The severe congestion that started around 2 p.m. delayed deliveries, while some flights were missed.
"Some people arrived home so late that they were planning to call in sick the next day — that's another loss," Prevedouros added. "Every major event has both positives and negatives. Yesterday's horrendous congestion was no exception."

Many bus drivers gained extra overtime, some taxi drivers had some large fares and many restaurants in town had an unusually busy Tuesday dinner business, Prevedouros said.

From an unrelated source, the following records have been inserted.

PR #457, opened 2020-09-03
[LifeLineChartView] Translation, navigation, map

CWSchulze:
* https://gramps-project.org/bugs/view.php?id=11905 
    Added new controls for zooming and locking ctrl for navigation in the chart. Scrolling is also possible using arrow keys (with or without shift). Additionally a small map of the chart is shown on the bottom right.
    grafik

* NL translation by Jan Sparreboom

* Translation can now be done in po format on gramps side


CWSchulze:
additional changes:
- bugfix: no death label for living persons
- bugfix: marriage location visible in label
- bugfix: mouse wheel zoom focus location is mouse location
- changed behaviour of newly introduced move lock button
- improved drawing performance by using a text rendering buffer

prculley:
Merged and built.

PR #458, opened 2020-09-04
 [PlaceCoordinateGramplet] Translation, simplify loading

CWSchulze:
I removed the connectivity check in the gpr. It slows down the startup, and also shows error messages if no internet connection is available.
Connectivity errors will now be displayed in the lineedit in the gramplet.

Additionally minor changes to the translation.


prculley:
Conflicts fixed, built and published.

PR #459, opened 2020-09-07
[GraphView] add custom avatars

vantu5z:
Inspirit by Brian ideas (send me email with avatar included).

Add presets for avatars and allow user to set it from own files.
Styles:
- Custom
- Dark (default)
- Light
- Cartoon

Avatar support can be extended to show different avatars depending on person attributes (not only gender).


emyoulation:
Several people have asked about illustrating graphs in the way described:
"Avatar support can be extended to show different avatars depending on person attributes (not only gender). "
Currently, they can do this by showing Tags. But the meaning is not intuitive... there has to be a color key to lookup what 'purple' or 'orange' means.

An example might be that they want to use a 'boat' avatar for anyone with an "immigration" event. Or a specific Attribute value.

How could the Avatar option be implemented?

(If the Avatar modification is complex, I can see a viable alternative of writing a SuperScript that inserts a particular media object at the beginning of their Gallery.)

vantu5z:
@emyoulation Do you mean something like this #477. It's not finished for now and I have no time to make it done.

emyoulation:
That looks cool!

Do you mind if I point it out to Chris Horn? It looks like something that fit nicely into his CardView.

vantu5z:
Why not, if this help to make Grams better.

PR #467, opened 2020-10-19
[Graphview] Show all connected persons

vantu5z:
Снимок экрана от 2020-10-19 13-12-12

Resolve issue [0011846](https://gramps-project.org/bugs/view.php?id=11846).

Need some tests, if it works as expected.

### DIFF
--- a/GraphView/graphview.py
+++ b/GraphView/graphview.py
@@ -74,7 +74,8 @@ from gramps.gui.dialog import OptionDialog, ErrorDialog, QuestionDialog2
 from gramps.gui.display import display_url
 from gramps.gui.editors import EditPerson, EditFamily, EditTagList
 from gramps.gui.utils import (color_graph_box, color_graph_family,
-                              rgb_to_hex, hex_to_rgb_float)
+                              rgb_to_hex, hex_to_rgb_float,
+                              process_pending_events)
 from gramps.gui.views.navigationview import NavigationView
 from gramps.gui.views.bookmarks import PersonBookmarks
 from gramps.gui.views.tags import OrganizeTagsDialog
@@ -1326,6 +1327,8 @@ class GraphWidget(object):
         """
         # set the busy cursor, so the user knows that we are working
         self.uistate.set_busy_cursor(True)
+        if self.uistate.window.get_window().is_visible():
+            process_pending_events()
 
         self.clear()
         self.active_person_handle = active_person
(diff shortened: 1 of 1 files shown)


Mattkmmr:
@vantu5z I think you have somewhere an error by getting all relationships. In my family tree I get for settings one generation up/down: The active person A and the son B, but also the partner of the son C, her sister D, the partner of her sister E, his parents F and G and their parents H and I. I think all persons after C are not indented to show up, right?

If you need help feel free to use my code for the filter rule [Degrees of seperation](https://github.com/gramps-project/addons-source/pull/463) which does search recursivly for the parents, siblings, children and partners of a person.

vantu5z:
If I right understand you, graph is:
Снимок экрана от 2020-10-20 09-15-02
But siblings C and D should have some parent X.
With active person A all persons are shown.

Correct me if I am not right.

vantu5z:
Found that busy cursor is not set on Populate (building graph), and fix this.

Mattkmmr:
> But siblings C and D should have some parent X.

Yes you are right, they have parent X and Y. When person A is selected all persons show up. Generation setting up/down is just 1.
By the way this is just one path I followed and it's hard to follow the lines, since the family structures are more difficult with 6-14 children for many families and sometimes multiple partners. I had to put the vertical spacing up to 50.

I also see one more strange thing:
C and D have a brother J. The siblings C and J are at the same generation level as B (which is the correct one), but their sibling D and her partner E are placed one level lower, which also affects the parents and grandparents of E. I don't know what is causing that behaviour. It is reproduceable and occurs again after closing Gramps.

vantu5z:
> By the way this is just one path I followed and it's hard to follow the lines, since the family structures are more difficult with 6-14 children for many families and sometimes multiple partners. I had to put the vertical spacing up to 50.

Yes, this is usable only on small parts of graph or for beginers who have added just a few persons and wants to see done work.
But users ask for this feature, so I try to add it (may it will be useful for someone).

> but their sibling D and her partner E are placed one level lower

I didn't see this behavior. If you find how to reproduce it let me know please.

vantu5z:
> but their sibling D and her partner E are placed one level lower

I can reproduce this:
Снимок экрана от 2020-10-20 14-12-20

If we have same parent P for H and Y and set active F.
I think reason is in order of generated subgraphs for families. For now I don't know if we can detect and handle this.

Mattkmmr:
> If we have same parent P for H and Y

Yes it looks the same, but there is no common parent P for H and Y in my tree. D and E are not related to each other.

PR #470, opened 2020-10-27
New web report [Heatmap]

Mattkmmr:
[General discussion about heatmaps](https://gramps.discourse.group/t/hotspot-heatmap-for-event-clusters/776)


SNoiraud:
Seems good to me.
Some comments:
1 - Could we have the map provider choice: openstreetmap, googlemap,stamenmap(terrain, watercolor, toner)
1 - The file path and file name are not clear. I needed to read the source to see we cannot put a dot in the file name. perhaps a tooltip would help.

Mattkmmr:
Thank you for your feedback @SNoiraud!

> Could we have the map provider choice: openstreetmap, googlemap,stamenmap(terrain, watercolor, toner)

I'll try to add that, but I think it's difficult to add without the [folium ](https://github.com/python-visualization/folium) package, since the different map provider use different generated code.

> The file path and file name are not clear. I needed to read the source to see we cannot put a dot in the file name. perhaps a tooltip would help.

Yes I see that's a problem. I'll improve the file path and file name options.

SNoiraud:
It's possible. In the template, I tested with:
    var tile_layer_d9991b8fadab4083808fd78ba166d6c9 = L.tileLayer(
        //"https://stamen-tiles-{s}.a.ssl.fastly.net/terrain/{z}/{x}/{y}.jpg",
        //"https://stamen-tiles-{s}.a.ssl.fastly.net/watercolor/{z}/{x}/{y}.jpg",
        //"https://stamen-tiles-{s}.a.ssl.fastly.net/toner/{z}/{x}/{y}.png",
        //"https://tile.openstreetmap.org/{z}/{x}/{y}.png",
        "http://mt1.google.com/vt/lyrs=y&hl=en&x={x}&s=&y={y}&z={z}",
        {"

remains to manage the license.

Mattkmmr:
@SNoiraud I added more map tiles providers and a tooltip for the filename menu option. I haven't added google maps, since it seems to violate the [Google Maps ToS](https://stackoverflow.com/a/59003524).

Mattkmmr:
I added more menu options which allow more control of map settings.
heatmap1
heatmap2

Mattkmmr:
More menu options updates:
* `Options` tab was renamed to `General` tab
* **Radius** option was renamed to **Point size** and added to the `General` tab
*  `Advanced options` tab was renamed to `Advanced`
* `Advanced` tab has now only options for setting a custom starting position and zoom
* **Max. zoom** and **Min. zoom** were moved from `Advanced` tab to new tab `Limits`
* `Limits` tab has options to set custom map limits (upper left and lower right lat and lon)
* `Limits` tab also has an option to render the custom map border (helps setting up the position and zoom limits)

PR #471, opened 2020-10-29
[GraphView] Improve search

vantu5z:
To improve search:
 - Use `multiprocessing.Process` to search persons;
 - Use `threading.Thread` to interact with GUI (live update popover);
 - Queues are used to connect Processes and Threads;
 - Simultaneous search and GUI update for current graph and all db persons;

Illustrating diagram:
Без имени 1

Processes and Threads runing by main Gtk thread (application).
Processes generates 2 queues with found persons (for current graph and for others).
Threads wait for some data in this queues.
As main Gtk thread is locked for other threads we use `GLib.idle_add` to update results in GUI.
Results updating by adding persons one by one (get pending  person from queue, set task by `GLib.idle_add` and wait until it's done);

Warnings:
 - ~~May not work on Mac OS X as we use [qsize()](https://docs.python.org/3/library/multiprocessing.html#multiprocessing.Queue) to calculate search progress. If it so - we should make some workaround for this.~~
 - May have some collisions with db reading as we use Processes. I test it with sqlite db and don't get any.

### DIFF
--- a/GraphView/graphview.py
+++ b/GraphView/graphview.py
@@ -126,7 +126,7 @@ gtk_version = float("%s.%s" % (Gtk.MAJOR_VERSION, Gtk.MINOR_VERSION))
 #-------------------------------------------------------------------------
 import sys
 sys.path.append(os.path.abspath(os.path.dirname(__file__)))
-from search_widget import SearchWidget, Popover, ListBoxRow, get_person_tooltip
+from search_widget import SearchWidget, Popover, ListBoxRow
 
 
 #-------------------------------------------------------------------------
@@ -1143,13 +1143,9 @@ class GraphWidget(object):
                     person_image = self.get_person_image(person, 32, 32)
                     if person_image:
                         hbox.pack_start(person_image, False, True, 2)
-                row = ListBoxRow(description=bkmark, label=name)
+                row = ListBoxRow(person_handle=bkmark, label=name,
+                                 db=self.dbstate.db)
                 row.add(hbox)
-
-                # add tooltip
-                tooltip = get_person_tooltip(person, self.dbstate.db)
-                if tooltip:
-                    row.set_tooltip_text(tooltip)
 
                 if present is not None:
                     found = True
--- a/GraphView/graphview.py
+++ b/GraphView/graphview.py
@@ -201,8 +201,8 @@ class GraphView(NavigationView):
         Method called on shutdown.
         See PageView class (../gramps/gui/views/pageview.py).
         """
-        # join threads to allow close app properly
-        self.graph_widget.search_widget.join_threads(None)
+        # stop search to allow close app properly
+        self.graph_widget.search_widget.stop_search()
 
     def font_changed(self):
         self.graph_widget.font_changed(self.get_active())
--- a/GraphView/graphview.py
+++ b/GraphView/graphview.py
@@ -196,6 +196,14 @@ class GraphView(NavigationView):
         self.define_print_actions()
         self.uistate.connect('font-changed', self.font_changed)
 
+    def on_delete(self):
+        """
+        Method called on shutdown.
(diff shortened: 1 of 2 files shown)


jralls:
> May not work on Mac OS X as we use qsize() to calculate search progress. If it so - we should make some workaround for this.

I guess that's based on the [note in the Python docs](https://docs.python.org/3/library/multiprocessing.html#multiprocessing.Queue.qsize), but that seems misinformed. `sem_getvalue` is [defined in macOS](https://opensource.apple.com/source/xnu/xnu-201/bsd/sys/semaphore.h.auto.html). Perhaps there's another reason that `multiprocessing.qsize` would raise a `NotImplemented` exception, but regardless since the docs says that it can raise an exception you *must* wrap the call in a `try-except` block and handle the exception.

vantu5z:
@jralls thanks for your feedback. I will add try-except block for this exception.

vantu5z:
Handle `NotImplementedError` exception.
Try to play with [Pipe()](https://docs.python.org/3/library/multiprocessing.html#multiprocessing.Pipe) but it has freezing effect.
So if we catch exception - progress bar will set to '0', but found person count label is still works.

vantu5z:
Sometimes get this warnings:
```
../search_widget.py:286: Warning: g_source_is_destroyed: assertion 'g_atomic_int_get (&source->ref_count) > 0' failed
  if not task or task.is_destroyed():
../search_widget.py:264: Warning: g_source_unref: assertion 'g_atomic_int_get (&source->ref_count) > 0' failed
  task = context.find_source_by_id(task_id)
```
Should I somehow fix it or this is normal behavior?

jralls:
That's because the idle has already run--it's a different thread, remember--and, quoting the ['g_main_context_find_source_by_id` documentation](https://developer.gnome.org/glib/stable/glib-The-Main-Event-Loop.html#g-main-context-find-source-by-id): "It is a programmer error to attempt to look up a non-existent source." It goes on to use *exactly this use case* as an example of the error.

vantu5z:
Hm, it's not clear why idle return id which we can't use. And why it works all time but some time send this warnings.
Do you know proper way to detect when idle is finished?

jralls:
It's intermittent because it's a race condition: Which one goes first depends on the OS's scheduler. It's a basic principal of concurrent programming, leading one to suspect that you need to spend some time studying.

You can detect that the idle is finalized, either by its function returning `FALSE` or by having `g_idle_remove...` called, with a callback passed to `g_idle_add_full`. Instead of wasting cycles busy-looping, make that callback read the next item off of the queue and set the next idle event. Note that you have a problem: If `make_search` crashes `apply_search` will block forever. Consider setting a timeout on `queue.get()`.

vantu5z:
I don't understand how to pass callback function to **idle**.
Can you give some example please?

I found [this](https://valadoc.org/glib-2.0/GLib.Idle.add_full.html). But how to use it in python?

jralls:
Well, `Glib.idle_add_full` says "AttributeError: 'gi.repository.GLib' object has no attribute 'idle_add_full'" while Glib-2.0.gir says that `idle_add` is shadowed by `idle_add_full` so I suppose that's not an option in Python. Apparently pygobject replaces the C g_idle_add with its [own version](https://developer.gnome.org/pygobject/stable/glib-functions.html#function-glib--idle-add) that takes any number of parameters to pass to the handler instead.

[This](https://python.hotexamples.com/examples/gi.repository/GLib/idle_add/python-glib-idle_add-method-examples.html#0xfb4f7f4ed2a1676f544bb924d98aec2aa399cca8c7213627e4947098b87fe261-553,,582,) shows a recursive alternative that you could adapt instead.

vantu5z:
@jralls, thanks for your help!
Make recursive call of updating GUI function by GLib.idle_add().

PR #472, opened 2020-11-10
Update themes.py

DaveSch-gramps:
Brings Themes _panel tabs into agreement with Pull

https://github.com/gramps-project/gramps/pull/1149


lordemannd:
I was looking at something else and happened to use a clean version of 5.1.3 (without PR #1149) BUT this change to themes.py  was included, and get the following crash (to Error Reporting Wizard). Question is if themes.py needs to protect itself from failing on older versions once #1149 is merged?

20206: ERROR: grampsapp.py: line 157: Unhandled exception
  File "C:\Program Files\GrampsAIO64-5.1.3-V2-clean\gramps\gui\viewmanager.py", line 672, in preferences_activate
    GrampsPreferences(self.uistate, self.dbstate)
  File "C:\Users\dave\AppData\Roaming\gramps\gramps51\plugins\Themes\themes.py", line 98, in __init__
    self.add_display_panel,
AttributeError: 'GrampsPreferences' object has no attribute 'add_display_panel'

DaveSch-gramps:
The main thing is that the _panel structure of \gramps\gui\confif.py and the _panel structure of themes.py have to agree. With Themes installed, its _panel configuration structure overrides the order of the _panels in Config.py

The only change I offered up in the pull to Themes was making the _panel structure match that of Config.py with its Themes_panel.

You sent me a note (private?) when you first tested my changes to Config.py  and Themes was not agreeing. If you made those changes to Themes, it no longer agrees with your new install that overrode config.

lordemannd:
I didn't mean to sound negative. I like the change in #1149. 
I am just worried that when this PR #472 is released, the themes.gpr.py has the line "gramps_target_version = '5.1',"
which I think means that it can be applied to 5.1.0, 5.1.1, 5.1.2, 5.1.3 and the possible 5.1.4.

the earliest version that can include PR #1149 would be 5.1.4 (if it happens), users of 5.1.0 to 5.1.3 will see the above crash.

(I am not any authority) but one solution could be to make sure that PR 1149 and 492 are included together when 5.2 is released.

Nick-Hall:
Yes, the addon should work with all 5.1.x versions.  Not everyone upgrades when a new version of Gramps is released.

Including checks for different versions is possible, but it may be better to target the changes for v5.2.

DaveSch-gramps:
I thought I put the pull onto the master and not to 5.1 and the pull should not be merged unless and until 1149 is merged.

The problem is that Themes is accessing Preferences in a one off fashion. No other addon would be able to replicate the way it is coded. Instead of adding a tab in Prefererences as an additional independent tab, its code for the _panel list supersedes the _panel list in config.py. 

https://gramps.discourse.group/t/brainstorming-preferences-interface/893/10

DaveSch-gramps:
This PR functionality was committed here.

https://github.com/gramps-project/addons-source/commit/4eba3ce26399cfebedb88c9b1bf97f0fb60bbbb1

PR #474, opened 2020-12-25
SetPrivacyTool: add filters, don't touch if unchanged

DavidMStraub:
Hi,

@Mattkmmr's set privacy tool is great, however I was missing one feature and noticed one problem. This PR fixes both:

1. It implements optionally applying custom filters to people, events, and handles. These filters are applied on top of the already existing options. Thanks to the very flexible filter system, they allow for very complex patterns.
2. I noticed the tool commits all objects it iterates over, even if it doesn't change them. This is bad (IMO) since it changes the last changed timestamp. In an extreme case, if it iterates over the entire DB and doesn't change any of the objects (e.g. because it wants to set them all public but they are already public), it still resets all the timestamps, so one looses all the information when an object was last modified.

### DIFF
--- a/SetPrivacyTool/SetPrivacyTool.py
+++ b/SetPrivacyTool/SetPrivacyTool.py
@@ -1,6 +1,7 @@
 #
 # Gramps - a GTK+/GNOME based genealogy program
 #
+# Copyright (C) 2020  David Straub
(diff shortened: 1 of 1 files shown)


Mattkmmr:
@DavidMStraub Good ideas!

PR #475, opened 2021-01-02
Addresses bug 0012134 in Addon:GetGOV

GaryGriffin:
Addresses bug 0012134 in Addon:GetGOV


GaryGriffin:
For context, see https://gramps.discourse.group/t/importing-a-place-with-getgov-fails/1077

PR #476, opened 2021-02-08
New Report for Web showing Pedigrees of the Central Person with time

mawi2021:
This new AddOn (Reports >> Web Pages >> Timeline Pedigree...) creates a website, which shows pedigrees of the central person. The box of each person is put on the website according to a timeline and its year of birth. There are several options, which can be used to change appearance of the output. However, it is planned to still extend this in the future.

"Of course, idling for hours makes drivers fume and it is highly polluting, but empty tanks is more business for gas stations," he said.

Tuesday, March 31, 2015

U.S. Cities, Some Growing, Some Shrinking

The large population change from the snow-belt to the sun-belt of the U.S. continues unabated.

In the five years between 2010 and 2014, the four snow-belt cities of New York, Chicago, Philadelphia and Washington, DC and the mismanaged city of Los Angeles lost a combined 270,000 loss in population, or net out-migration as demographers call it.

The state of Texas alone was a major attractor with four of each large cities, Dallas-Fort Worth, Houston, San Antonio and Austin gaining 80,000 population in the same years.

More analysis in Wendel Cox's  Still Moving to Texas: The 2014 Metropolitan Population Estimates.



Monday, March 30, 2015

Ugly Traffic Poles

The city must stop installing these huge, ugly and expensive light poles. They are wider than a car door! These ugly poles and masts have already defaced Kailua and Puck's Alley. The Caldwell administration has no sensibility and environmental sensitivity. Cease and desist!